The Arm prototypes are:

  • • LINarm: linear device, freely orientable in space, suitable for functional movements. It features a variable stiffness actuation, allowing to adapt the mechanical behavior of the device to patients’ needs. Functional Electrical Stimulation, simple Virtual Environments and a Patient Model, gathering data from integrated sensors and modulating the level of assistance, are integrated in the set-up. The LINarm++ Echord++ Project ended in October 2016 and guided the development of a second, more refined prototype, enhancing the original concept.
  • • PLANarm: planar device, freely orientable in space, suitable for planar functional movements. The state of the art planar robots used in literature for motor control and motor learning research inspired PLANarm. It features a variable stiffness actuation, allowing adapting the mechanical behavior of the device depending on patients’ needs.

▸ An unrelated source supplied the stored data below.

PR #433, opened 2022-02-03
End screen for mothers on active prebirth registration

DevChima:
We want to detect that they have an active subscription and then show a screen with instructions on how to end existing subscription.

### DIFF
--- a/src/ussd_clinic_rapidpro.js
+++ b/src/ussd_clinic_rapidpro.js
@@ -310,9 +310,7 @@ go.app = function() {
         self.add("state_active_subscription_2", function(name) {
             var choices = [];
             var contact = self.im.user.answers.contact;
-            if (!self.contact_edd(contact)) {
-                choices.push(new Choice("state_edd_month", $("Register a new pregnancy")));
-            }
+            choices.push(new Choice("state_edd_month", $("Register a new pregnancy")));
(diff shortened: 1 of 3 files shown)


src/ussd_clinic_rapidpro.js
```diff
@@ -403,6 +401,9 @@ go.app = function() {
         });
 
         self.add("state_edd_month", function(name) {
+            if (typeof self.im.user.get_answer("state_active_subscription") != "undefined") {
```
erikh360: This check is a bit hard to read and there is a helper function for this that was used here: https://github.com/praekeltfoundation/ndoh-jsbox/pull/433/files#diff-5c4090be76401c5461c39da6838993894732990276768da57f543ead9240f2baL313

src/ussd_clinic_rapidpro.js
```diff
@@ -438,6 +439,20 @@ go.app = function() {
             });
         });
 
+        self.states.add("state_active_prebirth_end", function(name) {
+            var edd = _.get(self.im.user.get_answer("contact"), "fields.edd");
```
erikh360: Please use the helper function here too.

erikh360 (commented):
Two comments to fix

erikh360 (approved):

PR #434, opened 2022-02-09
Prebirth <42 weeks should start the prebirth flow and edd value shoul…

DevChima:
…d be displayed correctly

Because a new prebirth registration skips state_message_type if EDD > 42 weeks, contacts in this category enter details for pre-birth but are started on the post-birth flow.

Secondly, the helper function ony returns EDD if EDD < 42 weeks so if greater and a contact has the condition above we send a message with an empty EDD such as "The number 0827081992 is already receiving messages from MomConnect for....."

### DIFF
--- a/go-app-ussd_clinic_rapidpro.js
+++ b/go-app-ussd_clinic_rapidpro.js
@@ -508,7 +508,7 @@ go.app = function() {
             };
 
             var subscriptions = [];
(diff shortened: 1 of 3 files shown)


erikh360 (approved):

Buhle79 (commented):
+1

  • • DUALarm: Low-Cost device for bimanual rehabilitation, exploiting the capability of the less affected limb to provide rehabilitation to the more affected limb. DUALarm is completely realized in 3D printing technology and aims at being an easy-to-use, low-cost, open-source project. Currently, reaching movements can be trained, but the device is conceived to be suitable for training of other functional gestures.
  • • LIGHTarm: Exoskeleton for the rehabilitation of the upper-limb, designed in two versions: LIGHTarm, not actuated, and conceived to support the weight of the impaired limb. The mechanical design includes high backdrivability, focusing on shoulder rhythm and elbow singular configurations.
  • • VIRTUALarm: Kinect One-based platform for motor monitoring, including body and limb tracking and a biomechanical evaluation of the performance in relation to databases of healthy subjects. Assessments include range of motion, motion dynamics, effort, motor control indexes, body segments barycenter tracking.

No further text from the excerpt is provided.